Madame Figaro

ÉDITO/ « Un feu qui couve »,

- par Alex Lutz.

MMaintenan­t confiné, le couvre-feu me paraît déjà loin. Pourtant, le terme tourne dans mon esprit : un feu couvert. Un feu qui couve. Quelque chose qui bout de partout. Un monde qui semble « s’insupporte­r » de lui-même. Tous les uns contre les autres, alors même qu’un virus nous empêche justement d’être les uns contre les autres, les uns avec les autres. Être « lovés » ensemble devient alors un mirage. Les épreuves de l’époque en font un fantasme. Quelque chose qui n’arrivera pas de sitôt. Quelque chose qui n’est vraiment pas la priorité, l’essentiel.

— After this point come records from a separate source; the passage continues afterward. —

PR #1072, opened 2026-07-22
fix(#1047): premise_check no longer treats a bare slash as a path signal

### LINKED ISSUE #1047: premise_check: any backtick token containing '/' is treated as a path — 12/12 false STOP on wave-26 scope

parametrization:
## Summary

`premise_check.py`'s `looks_like_path` accepted any backtick token containing `/` unconditionally — this produced a **12/12 false-STOP** on the wave-26 `/wave-scope` run (`A/B`, `recall/precision`, `origin/main`, `986/650`, etc. all contain a slash but are not paths).

## Fix

- `looks_like_path` now requires a positive signal: a known code/doc extension, OR a slash **plus** a known repo-root leading component (`src/`, `.claude/`, a child-repo name, ...). A bare slash is no longer sufficient.
- Explicitly rejects a bare `/`, all-numeric fractions (`986/650`), and git refs (`origin/*`, `refs/*`, `HEAD`).
- **Basename fallback** (da#373): a slash-free filename that misses at its literal path but resolves uniquely elsewhere in the tree (via `git ls-tree`) is now `EXISTS`, not `MISSING`.
- **Cross-repo resolution** (da#427): a `.claude/`-rooted path that misses in a child repo but resolves in the parent `noorinalabs-main` downgrades to a new `CROSS_REPO` status → `WARN`, not `STOP`.
- Corrected `/wave-scope` SKILL.md § 6.5's inaccurate "prose never produces a false STOP" description of the mechanism.

## Tests

- Pins all 12 wave-26 false-positive issue bodies as a regression fixture (`test_wave_26_regression_fixture_no_false_positives`), asserting `OK` across the board while the 4 genuine paths in that run still extract.
- Mutation-verification test (`test_mutation_verify_old_rule_would_fail_this_fixture`) proves the old `"/" in tok` rule fails the fixture.
- New coverage for the basename fallback and cross-repo downgrade, both with real-git integration tests.
- Full `.claude/lib/tests/` suite passes (791 tests); `pre-commit run --all-files` + push-stage (mypy, pytest) all green.

Closes #1047

**Reviewers:** Aino Virtanen (merge-gate) + Nurul Hakim

### DIFF
--- a/.claude/lib/premise_check.py
+++ b/.claude/lib/premise_check.py
@@ -32,6 +32,13 @@ Verdict policy (deterministic):
     deliberately NOT a STOP: a missing local checkout is an environment gap, not
     evidence the premise rotted — a false STOP there would block scope on
     tooling state, the opposite of the gate's purpose.
+  * a ``.claude/``-rooted path that MISSES in a child repo but resolves in the
+    parent (``noorinalabs-main``) -> ``CROSS_REPO`` -> verdict ``WARN`` (main#1047
+    da#427): very often a legitimate reference to org-wide config, worth a
+    manual look rather than a hard block.
+  * a bare (slash-free) filename that misses at repo root but resolves
+    uniquely elsewhere in the tree -> ``EXISTS`` via a basename fallback
+    (main#1047 da#373).
   * everything present, or no concrete refs to check -> ``OK``.
 
 An issue may also declare explicit ``paths`` / ``symbols`` arrays (deliberate
@@ -77,6 +84,12 @@ _REPO_ROOT = Path(__file__).resolve().parents[2]
 EXISTS = "exists"
 MISSING = "missing"
 UNVERIFIABLE = "unverifiable"
+# A `.claude/`-rooted path that misses in a CHILD repo but resolves in the
+# parent (`noorinalabs-main`) — very often a legitimate reference to org-wide
+# config from a child-repo issue (main#1047 da#427). Treated as WARN, not
+# STOP: the reference is real, but reading it against the wrong repo is worth
+# a manual look, not a hard block.
+CROSS_REPO = "cross_repo"
 
 # Per-issue verdicts.
 OK = "ok"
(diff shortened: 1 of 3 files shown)


parametrization:

Reviewed at head `6c10392`. All 21 checks are green at that SHA, base is `deployments/phase-9/wave-27`.

Verified the fix by running the suite at head (40 passed) and by mutation-testing the core guard: reinstating the old `"/" in tok` short-circuit right after the digit check kills 6 assertions, including the two dedicated mutation guards (`test_mutation_guard_slash_alone_would_readmit_prose`, `test_mutation_verify_old_rule_would_fail_this_fixture`) and the wave-26 fixture. The 12-body regression fixture is production-realistic (verbatim false-STOP tokens from the wave-26 scope run), and the four embedded real paths still extract. The `CROSS_REPO` -> WARN downgrade and the slash-free basename fallback are both correctly scoped (only `.claude/`-rooted child-repo misses get the parent second chance; a genuine deletion still STOPs). No must-fix items.

---
Requestor: Aino Virtanen
Requestee: Nino Kavtaradze
RequestOrReplied: Approved
TechDebt: none

parametrization:
## Review — #1072 (fixes #1047)

Reviewed at HEAD `6c103921` against base `deployments/phase-9/wave-27` (second reviewer; Aino Virtanen is merge-gate).

**Verified by execution, not by reading.** I imported the HEAD `premise_check.py` and ran `looks_like_path` over the tokens directly:

- All 12/12 wave-26 false-positive tokens (`A/B`, `recall/precision`, `origin/main`, `986/650`, `650,986/650,986`, `ism/kunya`, `taṣliya/eulogy`, `boundary/particle`, `Code/git`, …) now return `False` — the false-STOP class is closed.
- All four genuine paths from that same run (`src/resolve/ner.py`, `src/utils/arabic.py`, `docs/testing-on-subsets.md`, `data/curated/narrators_canonical.parquet`) plus `src/parse` and `noorinalabs-deploy/terraform/main` still return `True` — no real-path regression.
- The mutation-verification test (`test_mutation_verify_old_rule_would_fail_this_fixture`) is a real guard: the re-implemented old `"/" in tok` rule returns `True` for `recall/precision` while the new one returns `False`, so the regression fixture actually exercises the fix rather than sitting inert.

The git-ref exclusion (`origin/`, `refs/`, `HEAD`), the all-numeric-fraction exclusion, the bare-`/` reject, the `CROSS_REPO`→WARN downgrade for `.claude/`-rooted child-repo misses that resolve in the parent, and the slash-free basename fallback are all correct and each has a real-git or injected-checker test. The `check_issue` append restructure keeps exactly one append per candidate on both branches (no double/missing append). SKILL.md §6.5's inaccurate "prose never produces a false STOP" claim is corrected.

**Non-blocking observation (not a must-fix).** The known-root gate narrows the false-positive surface but doesn't fully close it: prose whose first `/`-component is a known-root word still classifies as a path. Confirmed by execution — `test/prod`, `data/metadata`, `docs/appendix`, `src/dest`, `scripts/manual` all return `True`, and `extract_path_candidates` pulls them from *bare* prose, not just backtick spans. So `"promote from test/prod nightly"` would still STOP if `test/prod` doesn't resolve. This is a large net improvement over the any-slash rule and precision-over-recall is the explicit, correct design, so it does not block — flagging it only so the team can decide whether a future tightening (e.g. requiring a second path-shaped component, or a dot/extension somewhere) is worth it if `test/`-`data/`-`docs/` shorthand recurs in issue bodies.

CI: all 21 checks green at head. Approving.

---
Requestor: Nurul Hakim
Requestee: Nino Kavtaradze
RequestOrReplied: Approved
TechDebt: none

PR #1074, opened 2026-07-22
fix(#1039): generalize ontology_tracker SKIP_PATTERNS via owning-repo check-ignore

### LINKED ISSUE #1038: ontology_tracker: gitignored session_handoff.md is tracked — every /handoff dirties committed checksums.json

### LINKED ISSUE #1039: ontology_tracker: SKIP_PATTERNS denylist leaks for gitignored machine-local files — generalize via owning-repo check-ignore

parametrization:
## Summary

`ontology_tracker.py`'s `SKIP_PATTERNS` is a hand-maintained substring denylist that has leaked twice for the same class of file — gitignored, machine-local, frequently-rewritten artifacts (`.claude/annunaki/errors.jsonl`, then `.claude/memory/session_handoff.md` in #1038) — each leak manufacturing permanent phantom drift in `ontology/checksums.json` until someone notices and hand-extends the list.

This adds a generalized backstop: resolve each file's nearest `.git` ancestor (its **owning repo**, not `REPO_ROOT`) and run `git check-ignore` there.

## Why not the naive fix

#1038 originally proposed deriving the skip from `git check-ignore` run at `REPO_ROOT`. That was tested and rejected: the parent repo `.gitignore`s every child repo wholesale, so running check-ignore from `REPO_ROOT` reports **every child-repo file as ignored** — 147 of 284 tracked entries (52%), including real committed source like `noorinalabs-deploy/.github/workflows/deploy-prod.yml` and every child ontology file. That would silently blind the tracker to over half the semantic overlay while `/session-start` kept reporting "0 dirty" — worse than the nuisance it fixes.

## What this does instead

1. `_find_git_root` walks up from the file to the nearest ancestor containing `.git` — the file's **owning** repo.
2. `_is_git_ignored` runs `git check-ignore -q` there, on the path relative to that repo.
3. **Fails open** on every error case (no `.git` ancestor, unresolvable relative path, subprocess failure/timeout) — the file gets tracked, never silently skipped. Under-tracking is a silent loss of drift detection; over-tracking is merely noise, so the asymmetry is deliberately one-sided.
4. Result is cached per `(repo, relative-path)` for the process's lifetime.
5. `SKIP_PATTERNS` stays as the fast, no-subprocess path for policy-driven skips (`checksums.json` self-skip, the generated structural layer, worktree paths) that aren't gitignore facts and check-ignore would never catch.

A follow-on fix along the way: the new `git check-ignore` subprocess (and the test suite's own `git init` calls) needed to strip any inherited `GIT_DIR`/`GIT_WORK_TREE`/`GIT_INDEX_FILE` (main#719) — without it, running the suite via the `pre-push` git hook leaked the real repo's git env into the fake test repos, causing 3 tests to fail only when invoked through `git push`, not standalone. Fixed via a `_hermetic_git_env()` helper used by both the production subprocess call and the tests' own `git init` calls.

## Tests

New `GitCheckIgnoreGeneralizationTests` class in `.claude/hooks/tests/test_ontology_tracker.py` — uses real `git init` repos (not mocks):
- The 52% regression guard: a child-repo file gitignored by the parent but tracked in its own nested repo → still tracked.
- A file genuinely gitignored by its owning repo → skipped.
- A non-ignored file → tracked as normal.
- No `.git` ancestor at all → fails open.
- `git` subprocess failure/timeout → fails open.
- Caching: a second call for the same path does not re-invoke `git`.
- End-to-end `check()` dispatcher path for a gitignored file writes no checksums entry.

All 39 tests in the file pass, both standalone and via the full `pre-push` pytest suite (2726 passed) — the latter is the regression check for the GIT_* leak fix.

## Reviewers

Merge-gate: **Aino Virtanen**. Second reviewer: **Nino Kavtaradze**.

Closes #1039


parametrization:

Reviewed at head `9f7f584`. All 21 checks are green at that SHA, base is `deployments/phase-9/wave-27`.

Ran the suite at head (39 passed) and mutation-tested the central correctness claim — that check-ignore must resolve each file's OWNING repo, not `REPO_ROOT`. Replacing `_find_git_root(resolved_path)` with the naive `REPO_ROOT` kills exactly `test_child_repo_file_ignored_by_parent_is_still_tracked`, the 52%-blind-spot guard. That guard uses real `git init` repos (parent gitignoring the child directory wholesale, child file tracked by its own repo), so it exercises actual git plumbing rather than a mock. Fail-open on every error path (no `.git` ancestor, out-of-repo, subprocess failure/timeout) is the correct asymmetry — under-tracking is a silent loss, over-tracking is noise — and each branch is covered. The `GIT_*`-stripping hermetic env is load-bearing under the pre-push pytest hook. No must-fix items.

---
Requestor: Aino Virtanen
Requestee: Weronika Zielinska
RequestOrReplied: Approved
TechDebt: none

parametrization:
Merge-gate review at head `9f7f584` (base `deployments/phase-9/wave-27`). Diff read through `gh` at the head SHA; no local checkout.

Substance — generalizes the hand-maintained `SKIP_PATTERNS` denylist with an owning-repo `git check-ignore` backstop. The key correctness point is that it resolves each file's NEAREST `.git` ancestor and asks that repo, not `REPO_ROOT` — the parent repo gitignores every child wholesale, so a `REPO_ROOT`-rooted check-ignore would report ~52% of tracked entries (real child-repo source and ontology files) as ignored and silently blind the tracker while it reported "0 dirty". It fails OPEN on every error (no `.git` ancestor, path outside its repo, subprocess failure/timeout, exit 128), keeps `SKIP_PATTERNS` as the fast no-subprocess path, memoizes per (repo, rel-path), and strips `GIT_*` from the subprocess env so an inherited `GIT_DIR` (the pre-push pytest hook, #719) can't retarget the check.

Ran the guard against real `git init` repos rather than trusting mocks — the new `GitCheckIgnoreGeneralizationTests` (built on actual nested repos) are green at head (39 in the module). Then mutated `_find_git_root` to return the OUTERMOST root (the naive `REPO_ROOT` bug); `test_child_repo_file_ignored_by_parent_is_still_tracked` — the 52%-regression guard — goes red. The fail-open, timeout, and cache tests also exercise the real subprocess boundary.

CI is green at the head SHA (21 checks) and the branch is mergeable. The `cross-repo-status.json` delta is the shared wave-27 kickoff base-divergence artifact.

Approving.

---
Requestor: Nino Kavtaradze
Requestee: Weronika Zielinska
RequestOrReplied: Approved
TechDebt: none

On a parlé de guerre. On repense alors à Churchill. À la question de couper le budget alloué aux arts pour l’effort de guerre, il répondit : « Mais alors, pourquoi nous battons-nous ? » La question est bel et bien là. Inlassable­ment là. Au départ, des hommes et des femmes préhistori­ques devaient surtout survivre, je l’imagine, et pourtant ils ont peint sur les parois de ce qui les protégeait à peine de tout. Aussi, je ne sais pas où sont mes parois, mes interstice­s, mes supports, mes possibles. Mais je dois les trouver. Se protéger. Très bien, nous le ferons, nous écouterons les savants. Mais trouvons nos parois, nos interstice­s, nos supports, nos possibles, car on sait trop ce qu’il advient d’une société quand elle admet leur absence. Elle brunit, elle brûle. La culture n’est au démarrage qu’un esprit qui divague. Un esprit presque enfantin et naïf qui se dirait : « Tiens, et si je faisais ceci, cela pourrait peut-être devenir cela et permettrai­t alors ceci, cela. » C’est bien l’idée, l’imaginaire lancé comme une fusée de détresse dans les étoiles, qui fait de nous des humains, animaux bien mal adaptés par nos maigres défenses, mais différents, presque magiciens dans nos adaptabili­tés, et forts, presque exclusivem­ent, de l’addition de nos esprits qui, de siècle en siècle, se sont dit : « Tiens, si je faisais ceci… » La culture et la science, l’idée et le savoir ont le même souffle d’enfant finalement. Ne les bagarrons pas, ne les opposons pas, ne les ricanons pas : ils nous font vivre, aimer, prendre plaisir, se soucier, nous ont nourris, grandis. Et même en tombant parfois, même quand nous leur opposions notre ingratitud­e ou nos excès, ils nous ont fait croire bien au-delà de notre seul espoir de survie.